(Dataset entries)
▬▬▬▬▬▬▬▬▬▬

PR #17542, opened 2026-07-28
fix(agent-migration): handle Windows workspace links

DeJeune:
>
>
>

### What this PR does

455ebcfcb7540bb98401bb572eb39dc1

Before this PR: Agent filesystem migration asked `fs.cp` to recreate ordinary workspace links, which could fail with `EPERM` for directory links on Windows.

After this PR: The migrator excludes links from the bulk copy, recreates Windows directory links as absolute-target junctions, and keeps fingerprints aligned with staged publication.

Fixes #N/A

The following tradeoffs were made: File links still use native file symlinks because Windows junctions only support directories.

The following alternatives were considered: Dereferencing links was rejected because it could copy external data and break the migration's link-preservation contract.

### Breaking changes

None.

If this PR introduces breaking changes, please describe the changes and the impact on users: N/A

Validation: `pnpm lint`; `pnpm exec vitest run src/main/data/migration/v2/migrators/__tests__/agentsFilesystemMigration.test.ts` (16/16). Full `pnpm build:check` was stopped at request; before stopping, its non-test gates passed and the full test run hit an unrelated `ComposerSurface` timing failure.

### Checklist

### Release note

```release-note
Fix Windows Agent data migration failures when copied workspaces contain directory links.
```


0xfullex (changes requested):
Requesting changes for one blocking Windows compatibility issue.

**[A1] Preserve Windows directory symlinks that cannot be represented as junctions**

Both `copyWorkspaceLink()` and `publishStagedWorkspaceEntry()` unconditionally recreate every Windows directory link as a junction. Windows junctions cannot target mapped network volumes or UNC shares, while native directory symlinks can. As a result, a valid external workspace directory link can now make the migration fail even when native symlink creation is available.

Please keep junctions as the preferred path for local directory targets, but fall back to a native 'dir' symlink when the target cannot be represented as a junction. Please also cover the fallback and the top-level directory-link publication path in tests, so staging and final publication use the same policy.

Reference: https://learn.microsoft.com/en-us/windows/win32/fileio/hard-links-and-junctions

DeJeune:
Addressed in `ab805569dd`. Windows directory links now use one shared creation policy for staging and final publication: try a junction first, then fall back to a native `dir` symlink when junction creation fails. Added regression coverage for a top-level directory link where both staging and final junction attempts fail; the focused migration suite passes 17/17.

kangfenmao (approved):

zhangjiadi225 (approved):

0xfullex (approved):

▬▬▬▬▬▬▬▬▬▬

**Task objective:** With the line that contains "suite passes 17/17." as the start, output every line through the end of the entries exactly. Add no other lines.

**Answer:**
Addressed in `ab805569dd`. Windows directory links now use one shared creation policy for staging and final publication: try a junction first, then fall back to a native `dir` symlink when junction creation fails. Added regression coverage for a top-level directory link where both staging and final junction attempts fail; the focused migration suite passes 17/17.

kangfenmao (approved):

zhangjiadi225 (approved):

0xfullex (approved):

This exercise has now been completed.